* _About this task_
Check each line of the material, and show the ones that include the word "masks".

-- Opening Marker --

PR #57710, opened 2026-06-13
Fix `has_many_attached` `attach` deleting files attached concurrently

### LINKED ISSUE #42941: `ActiveStorage::Attached::Many#attach` is not "thread safe"
### Steps to reproduce

First setup the sample application:

1. `gem install rails -v6.1.4`
2. `rails new ConcurrentAttachTestApp --skip-action-mailer --skip-action-mailbox --skip-action-text --skip-action-cable --skip-sprockets --skip-spring --skip-listen --skip-javascript --skip-turbolinks --skip-jbuilder --skip-test --skip-system-test --skip-bootsnap`
3. apply the following diff:

    ```diff
    diff --git a/Gemfile b/Gemfile
    index 01a705b..25b3e19 100644
    --- a/Gemfile
    +++ b/Gemfile
    @@ -15,6 +15,8 @@ gem 'puma', '~> 5.0'
     # Use Active Storage variant
     # gem 'image_processing', '~> 1.2'
    
    +gem 'pg'
    +
     group :development, :test do
       # Call 'byebug' anywhere in the code to stop execution and get a debugger console
       gem 'byebug', platforms: [:mri, :mingw, :x64_mingw]
    @@ -26,6 +28,8 @@ group :development do
       # Display performance information such as SQL time and flame graphs for each request in your browser.
       # Can be configured to work on production as well see: https://github.com/MiniProfiler/rack-mini-profiler/blob/master/README.md
       gem 'rack-mini-profiler', '~> 2.0'
    +
    +  gem 'parallel'
     end
    
     # Windows does not include zoneinfo files, so bundle the tzinfo-data gem
    diff --git a/app/models/user.rb b/app/models/user.rb
    new file mode 100644
    index 0000000..2db75b6
    --- /dev/null
    +++ b/app/models/user.rb
    @@ -0,0 +1,3 @@
    +class User < ApplicationRecord
    +  has_many_attached :files
    +end
    diff --git a/config/database.yml b/config/database.yml
    index 4a8a1b2..78ac63a 100644
    --- a/config/database.yml
    +++ b/config/database.yml
    @@ -10,8 +10,12 @@ default: &default
       timeout: 5000
    
     development:
    -  <<: *default
    -  database: db/development.sqlite3
    +  adapter: postgresql
    +  database: concurrent_attach_development
    +  encoding: unicode
    +  host: localhost
    +  pool: 5
    +  username: postgres
    
     # Warning: The database defined as "test" will be erased and
     # re-generated from your development database when you run "rake".
    diff --git a/db/migrate/20210804080852_create_active_storage_tables.active_storage.rb b/db/migrate/20210804080852_create_active_storage_tables.active_storage.rb
    new file mode 100644
    index 0000000..8779826
    --- /dev/null
    +++ b/db/migrate/20210804080852_create_active_storage_tables.active_storage.rb
    @@ -0,0 +1,36 @@
    +# This migration comes from active_storage (originally 20170806125915)
    +class CreateActiveStorageTables < ActiveRecord::Migration[5.2]
    +  def change
    +    create_table :active_storage_blobs do |t|
    +      t.string   :key,          null: false
    +      t.string   :filename,     null: false
    +      t.string   :content_type
    +      t.text     :metadata
    +      t.string   :service_name, null: false
    +      t.bigint   :byte_size,    null: false
    +      t.string   :checksum,     null: false
    +      t.datetime :created_at,   null: false
    +
    +      t.index [ :key ], unique: true
    +    end
    +
    +    create_table :active_storage_attachments do |t|
    +      t.string     :name,     null: false
    +      t.references :record,   null: false, polymorphic: true, index: false
    +      t.references :blob,     null: false
    +
    +      t.datetime :created_at, null: false
    +
    +      t.index [ :record_type, :record_id, :name, :blob_id ], name: "index_active_storage_attachments_uniqueness", unique: true
    +      t.foreign_key :active_storage_blobs, column: :blob_id
    +    end
    +
    +    create_table :active_storage_variant_records do |t|
    +      t.belongs_to :blob, null: false, index: false
    +      t.string :variation_digest, null: false
    +
    +      t.index %i[ blob_id variation_digest ], name: "index_active_storage_variant_records_uniqueness", unique: true
    +      t.foreign_key :active_storage_blobs, column: :blob_id
    +    end
    +  end
    +end
    diff --git a/db/schema.rb b/db/schema.rb
    new file mode 100644
    index 0000000..dbb533c
    --- /dev/null
    +++ b/db/schema.rb
    @@ -0,0 +1,51 @@
    +# This file is auto-generated from the current state of the database. Instead
    +# of editing this file, please use the migrations feature of Active Record to
    +# incrementally modify your database, and then regenerate this schema definition.
    +#
    +# This file is the source Rails uses to define your schema when running `bin/rails
    +# db:schema:load`. When creating a new database, `bin/rails db:schema:load` tends to
    +# be faster and is potentially less error prone than running all of your
    +# migrations from scratch. Old migrations may fail to apply correctly if those
    +# migrations use external dependencies or application code.
    +#
    +# It's strongly recommended that you check this file into your version control system.
    +
    +ActiveRecord::Schema.define(version: 2021_08_04_080852) do
    +
    +  # These are extensions that must be enabled in order to support this database
    +  enable_extension "plpgsql"
    +
    +  create_table "active_storage_attachments", force: :cascade do |t|
    +    t.string "name", null: false
    +    t.string "record_type", null: false
    +    t.bigint "record_id", null: false
    +    t.bigint "blob_id", null: false
    +    t.datetime "created_at", null: false
    +    t.index ["blob_id"], name: "index_active_storage_attachments_on_blob_id"
    +    t.index ["record_type", "record_id", "name", "blob_id"], name: "index_active_storage_attachments_uniqueness", unique: true
    +  end
    +
    +  create_table "active_storage_blobs", force: :cascade do |t|
    +    t.string "key", null: false
    +    t.string "filename", null: false
    +    t.string "content_type"
    +    t.text "metadata"
    +    t.string "service_name", null: false
    +    t.bigint "byte_size", null: false
    +    t.string "checksum", null: false
    +    t.datetime "created_at", null: false
    +    t.index ["key"], name: "index_active_storage_blobs_on_key", unique: true
    +  end
    +
    +  create_table "active_storage_variant_records", force: :cascade do |t|
    +    t.bigint "blob_id", null: false
    +    t.string "variation_digest", null: false
    +    t.index ["blob_id", "variation_digest"], name: "index_active_storage_variant_records_uniqueness", unique: true
    +  end
    +
    +  create_table "users", force: :cascade do |t|
    +  end
    +
    +  add_foreign_key "active_storage_attachments", "active_storage_blobs", column: "blob_id"
    +  add_foreign_key "active_storage_variant_records", "active_storage_blobs", column: "blob_id"
    +end
    ```

4. `bundle install`
5. `bin/rails active_storage:install`
6. `bin/rails db:setup`

Now try the following code in the `bin/rails console`:

```ruby
User.create

Parallel.each(1..10) do
  ActiveRecord::Base.connection_pool.with_connection do
    User.first.files.attach(io: File.open("README.md"), filename: "README.md")
  end
end

User.first.files.count
```

Note that `User.first.files.count` may return a smaller number than 10.

### Expected behavior
Each `Object#attach` appends the new file and does not touch existing attachments.

### Actual behavior
`Object#attach` may purge files that are uploaded concurrently.

### System configuration
**Rails version**: 6.1.4

**Ruby version**: 3.0.1

williantenfen:
### Motivation / Background

Fixes #42941

On a persisted record, `attach` read the current set of blobs and reassigned the whole collection, so two concurrent `attach` calls working from the same snapshot would each replace the collection and delete the other's file.

The Guides document that `attach` always appends and never replaces, so `attach` now inserts only the new attachments instead of reassigning the collection. The staged change tracks whether it should append or replace, which lets `attach` fold new files into a pending change while preserving assignment (`record.files = [...]`) semantics.

### Detail

`ActiveStorage::Attached::Many#attach` was implemented as a read-modify-**replace** of the entire collection:
```ruby
def attach(*attachables)
  record.public_send("#{name}=", blobs + attachables.flatten)
  # ...
end
```

It read blobs (the current set), appended the new attachables, and reassigned #{name}=. On save, CreateMany#assign_associated_attachments does record.#{name}_attachments = ..., and a has_many collection assignment destroys members not in the assigned set. So when two requests both load [A] and one attaches B while the other attaches C, the second save reassigns the collection from its stale [A] snapshot and deletes the first request's B. The added file (B or C) is silently lost.

This conflicts with the documented contract in the Active Storage guide:

 <b>Calling .attach always appends new files</b>. It never replaces existing attachments

This PR makes attach:

- ActiveStorage::Attached::Changes::CreateMany gains an append flag (default false, preserving the existing replace behavior used by record.files = [...]). When set, save inserts only the newly built attachments via concat instead of reassigning the whole collection, leaving existing rows — including ones added concurrently — untouched.
- ActiveStorage::Attached::Many#attach now stages an append-mode change. It folds the new files into any change that's already pending and preserves that change's mode, so:
 -- a bare attach (nothing pending) appends;
 -- record.files = [...] then attach stays a replace (assignment wins);
 -- record.files = [] then attach replaces;
 -- repeated attach calls (including on a dirty/unsaved record, before a single save) stay an append.

Because the existing-vs-new determination is already by blob_id (plus the index_active_storage_attachments_uniqueness unique index), the insert-only path is order-independent and behavior-preserving for the non-concurrent cases: attaching an already-attached blob remains a no-op, and attaching the same file bytes twice still produces two blobs/attachments as before.

### Additional information

The new regression tests use the Group model rather than User. User's table has a lock_version column, and its optimistic locking masks the bug by raising ActiveRecord::StaleObjectError instead of silently losing data — most application models that hit this have no lock_version, so they get the silent data loss. Group has no optimistic locking, which lets two stale instances reproduce the race deterministically.

Tests added (they fail on main, pass with this change):
- attaching does not delete attachments added concurrently
- attaching after changing another attribute does not delete attachments added concurrently (covers the deferred/dirty-record save path)
- assigning then attaching on an existing record replaces and then appends (guards that = replace semantics are preserved)

The full ActiveStorage::ManyAttachedTest and ActiveStorage::OneAttachedTest suites pass with no new failures.

### Checklist

### DIFF
--- a/activestorage/CHANGELOG.md
+++ b/activestorage/CHANGELOG.md
@@ -1,3 +1,15 @@
+*   Fix `has_many_attached` `attach` deleting files attached concurrently.
+
+    On a persisted record, `attach` read the current set of blobs and reassigned
+    the whole collection, so two concurrent `attach` calls working from the same
+    snapshot would each replace the collection and delete the other's file. The
+    Guides document that `attach` always appends and never replaces, so `attach`
+    now inserts only the new attachments instead of reassigning the collection.
+
+    Fixes #42941.
+
+    *Willian Tenfen Wazilewski*
+
 *   Fix `MirrorService#mirror` losing blob metadata when copying to mirrors.
 
     Mirrored copies on S3, Azure, and GCS were served as `application/octet-stream`
--- a/activestorage/lib/active_storage/attached/changes/create_many.rb
+++ b/activestorage/lib/active_storage/attached/changes/create_many.rb
@@ -4,9 +4,11 @@ module ActiveStorage
   class Attached::Changes::CreateMany # :nodoc:
     attr_reader :name, :attachables, :pending_uploads
     attr_accessor :record
+    attr_writer :append
 
     def initialize(name, record, attachables, pending_uploads: [])
       @name, @record, @attachables = name, record, Array(attachables)
+      @append = false
       blobs.each(&:identify_without_saving)
       @pending_uploads = Array(pending_uploads) + subchanges_without_blobs
       attachments
@@ -28,6 +30,10 @@ module ActiveStorage
       pending_uploads.each(&:upload)
     end
 
+    def append?
+      @append
+    end
+
     def save
       assign_associated_attachments
       reset_associated_blobs
@@ -47,11 +53,19 @@ module ActiveStorage
       end
 
       def assign_associated_attachments
-        record.public_send("#{name}_attachments=", persisted_or_new_attachments)
+        if append?
+          record.public_send("#{name}_attachments").concat(new_attachments)
+        else
+          record.public_send("#{name}_attachments=", persisted_or_new_attachments)
+        end
       end
 
       def reset_associated_blobs
         record.public_send("#{name}_blobs").reset
+      end
+
+      def new_attachments
+        attachments.select(&:new_record?)
       end
 
       def persisted_or_new_attachments
--- a/activestorage/lib/active_storage/attached/many.rb
+++ b/activestorage/lib/active_storage/attached/many.rb
@@ -49,10 +49,22 @@ module ActiveStorage
     #   document.images.attach(io: File.open("/path/to/racecar.jpg"), filename: "racecar.jpg", content_type: "image/jpeg")
     #   document.images.attach([ first_blob, second_blob ])
     def attach(*attachables)
+      append =
+        case change = record.attachment_changes[name]
+        when ActiveStorage::Attached::Changes::CreateMany then change.append?
+        when ActiveStorage::Attached::Changes::DeleteMany then false
+        else true
+        end
+
       record.public_send("#{name}=", blobs + attachables.flatten)
+
+      change = record.attachment_changes[name]
+      change.append = append if change.is_a?(ActiveStorage::Attached::Changes::CreateMany)
+
       if record.persisted? && !record.changed?
         return if !record.save
       end
+
       record.public_send("#{name}")
     end
 
--- a/activestorage/test/database/create_groups_migration.rb
+++ b/activestorage/test/database/create_groups_migration.rb
@@ -3,6 +3,7 @@
 class ActiveStorageCreateGroups < ActiveRecord::Migration[6.0]
   def change
     create_table :groups do |t|
+      t.string :name
     end
   end
 end
--- a/activestorage/test/models/attached/many_test.rb
+++ b/activestorage/test/models/attached/many_test.rb
@@ -989,4 +989,47 @@ class ActiveStorage::ManyAttachedTest < ActiveSupport::TestCase
     special_user = user.becomes(SpecialUser)
     assert_predicate special_user.highlights, :attached?
   end
+
+  test "attaching does not delete attachments added concurrently" do
+    group = Group.create!
+    group.files.attach create_blob(filename: "a.txt")
+
+    one = Group.find(group.id)
+    two = Group.find(group.id)
+    one.files_blobs.to_a
+    two.files_blobs.to_a
+
+    one.files.attach create_blob(filename: "b.txt")
+    two.files.attach create_blob(filename: "c.txt")
+
+    assert_equal %w[ a.txt b.txt c.txt ], group.reload.files_blobs.map { |blob| blob.filename.to_s }.sort
+  end
+
+  test "attaching after changing another attribute does not delete attachments added concurrently" do
+    group = Group.create!
+    group.files.attach create_blob(filename: "a.txt")
+
+    one = Group.find(group.id)
+    two = Group.find(group.id)
+    one.files_blobs.to_a
+    two.files_blobs.to_a
+
+    one.files.attach create_blob(filename: "b.txt")
+
+    two.name = "Renamed"
+    two.files.attach create_blob(filename: "c.txt")
+    two.save!
+
+    assert_equal %w[ a.txt b.txt c.txt ], group.reload.files_blobs.map { |blob| blob.filename.to_s }.sort
+  end
+
+  test "assigning then attaching on an existing record replaces and then appends" do
+    group = Group.create!
+    group.files.attach create_blob(filename: "old.txt")
+
+    group.files = [ create_blob(filename: "new.txt") ]
+    group.files.attach create_blob(filename: "added.txt")
+
+    assert_equal %w[ added.txt new.txt ], group.reload.files_blobs.map { |blob| blob.filename.to_s }.sort
+  end
 end
--- a/activestorage/test/test_helper.rb
+++ b/activestorage/test/test_helper.rb
@@ -214,6 +214,7 @@ class SpecialUser < User; end
 
 class Group < ActiveRecord::Base
   has_one_attached :avatar
+  has_many_attached :files
   has_many :users, autosave: true
 
   accepts_nested_attributes_for :users


williantenfen:
Running this against master fails:

```ruby
# frozen_string_literal: true

# Reproduction for https://github.com/rails/rails/issues/42941
# `ActiveStorage::Attached::Many#attach` may erase files uploaded concurrently.
#
# Run with:
#   cd activestorage && bin/test test/models/tmp_concurrent_attach_test.rb

require "test_helper"
require "database/setup"

# A model WITHOUT optimistic locking (no lock_version), like the typical app in
# the issue. The dummy `User` table has a `lock_version` column, whose optimistic
# locking masks this bug by raising StaleObjectError instead of silently losing data.
class Gallery < ActiveRecord::Base
  has_many_attached :photos
end

class ActiveStorage::ConcurrentAttachTest < ActiveSupport::TestCase
  include ActiveJob::TestHelper

  setup do
    ActiveRecord::Base.lease_connection.create_table(:galleries, force: true) do |t|
      t.string :name
      t.timestamps
    end
    @gallery = Gallery.create!
  end

  teardown do
    ActiveStorage::Blob.all.each(&:delete)
    ActiveRecord::Base.lease_connection.drop_table(:galleries, if_exists: true)
  end

  # Deterministic version of the race: two separate instances of the same
  # record each read the current set of blobs ([A]) *before* either of them
  # writes. This is exactly what happens when two web requests load the record
  # at the same time and each calls `attach`.
  test "deterministic: concurrent attach erases the other request's file" do
    blob_a = create_blob(filename: "a.txt")
    @gallery.photos.attach(blob_a)
    assert_equal 1, @gallery.reload.photos_attachments.count

    r1 = Gallery.find(@gallery.id)
    r2 = Gallery.find(@gallery.id)

    # Both requests load the current attachments/blobs (= [A]) before saving.
    r1.photos_blobs.to_a
    r2.photos_blobs.to_a

    blob_b = create_blob(filename: "b.txt")
    blob_c = create_blob(filename: "c.txt")

    r1.photos.attach(blob_b) # request 1 commits [A, B]
    r2.photos.attach(blob_c) # request 2 commits [A, C] from its stale [A] snapshot

    filenames = @gallery.reload.photos_blobs.map { |b| b.filename.to_s }.sort
    assert_equal %w[a.txt b.txt c.txt], filenames,
      "expected all three files to survive, but got: #{filenames.inspect}"
  end

  # SAME interleaving, but implemented as an append-only INSERT (what the
  # underlying has_many association does) instead of reassigning the whole set.
  # No locking involved. If this passes, the data loss above is an artifact of
  # attach's replace-the-collection implementation, not an inherent race that
  # requires a locking strategy.
  test "append-only insert survives the identical stale-snapshot interleaving" do
    blob_a = create_blob(filename: "a.txt")
    @gallery.photos.attach(blob_a)

    r1 = Gallery.find(@gallery.id)
    r2 = Gallery.find(@gallery.id)
    r1.photos_blobs.to_a
    r2.photos_blobs.to_a

    blob_b = create_blob(filename: "b.txt")
    blob_c = create_blob(filename: "c.txt")

    r1.photos_attachments.create!(blob: blob_b)
    r2.photos_attachments.create!(blob: blob_c)

    filenames = @gallery.reload.photos_blobs.map { |b| b.filename.to_s }.sort
    assert_equal %w[a.txt b.txt c.txt], filenames,
      "append-only should keep all three, got: #{filenames.inspect}"
  end

  # What happens if a regular attribute is dirtied before attach? The fix's
  # append path only triggers for a persisted & unchanged record with nothing
  # staged. Dirtying an attribute makes `appendable?` false, so attach falls
  # back to the legacy buffered "replace the whole collection" path, which is
  # applied on the next save -- re-exposing the lost update.
  test "dirtying an attribute before attach falls back to replace and loses data" do
    blob_a = create_blob(filename: "a.txt")
    @gallery.photos.attach(blob_a)

    r1 = Gallery.find(@gallery.id)
    r2 = Gallery.find(@gallery.id)
    r1.photos_blobs.to_a
    r2.photos_blobs.to_a

    blob_b = create_blob(filename: "b.txt")
    blob_c = create_blob(filename: "c.txt")

    r1.photos.attach(blob_b) # r1 clean -> append path -> [A, B]

    r2.name = "Test"         # dirty a normal column
    r2.photos.attach(blob_c) # not appendable -> buffered replace over stale [A]
    survives_before_save = @gallery.reload.photos_blobs.map { |b| b.filename.to_s }.sort
    r2.save!                 # buffered CreateMany replaces collection with [A, C]

    filenames = @gallery.reload.photos_blobs.map { |b| b.filename.to_s }.sort
    puts "  [before r2.save!] #{survives_before_save.inspect}"
    puts "  [after  r2.save!] #{filenames.inspect}"
    assert_equal %w[a.txt b.txt c.txt], filenames,
      "expected all three to survive, got: #{filenames.inspect}"
  end
end
```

-- Closing Marker --

* _Exercise answer_
The new regression tests use the Group model rather than User. User's table has a lock_version column, and its optimistic locking masks the bug by raising ActiveRecord::StaleObjectError instead of silently losing data — most application models that hit this have no lock_version, so they get the silent data loss. Group has no optimistic locking, which lets two stale instances reproduce the race deterministically.
# locking masks this bug by raising StaleObjectError instead of silently losing data.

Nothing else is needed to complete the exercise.